(Provided data)

PR #117, opened 2020-04-27
Use CLUSTERS_ARGS and DEPLOY_ARGS

mkolesnik:
Instead of using the Make flags that we want to remove, use the ARGS
flags to send the extra script arguments.

### DIFF
--- a/.travis.yml
+++ b/.travis.yml
@@ -11,9 +11,13 @@ git:
 jobs:
   include:
   - env: CMD="make validate"
-  - env: CMD="make deploy deploytool=helm globalnet=true"
-  - env: CMD="make deploy deploytool=operator" DEPLOY=true
-  - env: CMD="make deploy cable_driver=wireguard"
+  - env: CMD="make deploy"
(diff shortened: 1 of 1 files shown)


.travis.yml
```diff
@@ -44,9 +48,9 @@ deploy:
     script: make dapper-image dapper_image_flags="--nocache" release release_images="shipyard-dapper-base"
     on:
       branch: master
-      condition: $DEPLOY = true
+      condition: $RELEASE = true
```
dfarrell07, line 51: Good change, I was thinking recently about how this name is getting overloaded/confusing.

mkolesnik:
> This ends up running
> 
> ```
> [00:10:04.987209] /opt/shipyard/scripts/deploy.sh --globalnet false --deploytool operator --cable_driver '' --globalnet true --deploytool helm --cluster_settings /go/src/github.com/submariner-io/shipyard/scripts/cluster_settings
> ```
> 
> but since the last setting wins, everything works out.

Yeah I know, it's temporary until we remove usage in all projects and can remove these variables from Makefile.inc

(End Provided data)

Exercise brief: Search the entries for the word "remove", then list each line that holds it.

Response to the exercise:
Instead of using the Make flags that we want to remove, use the ARGS
Yeah I know, it's temporary until we remove usage in all projects and can remove these variables from Makefile.inc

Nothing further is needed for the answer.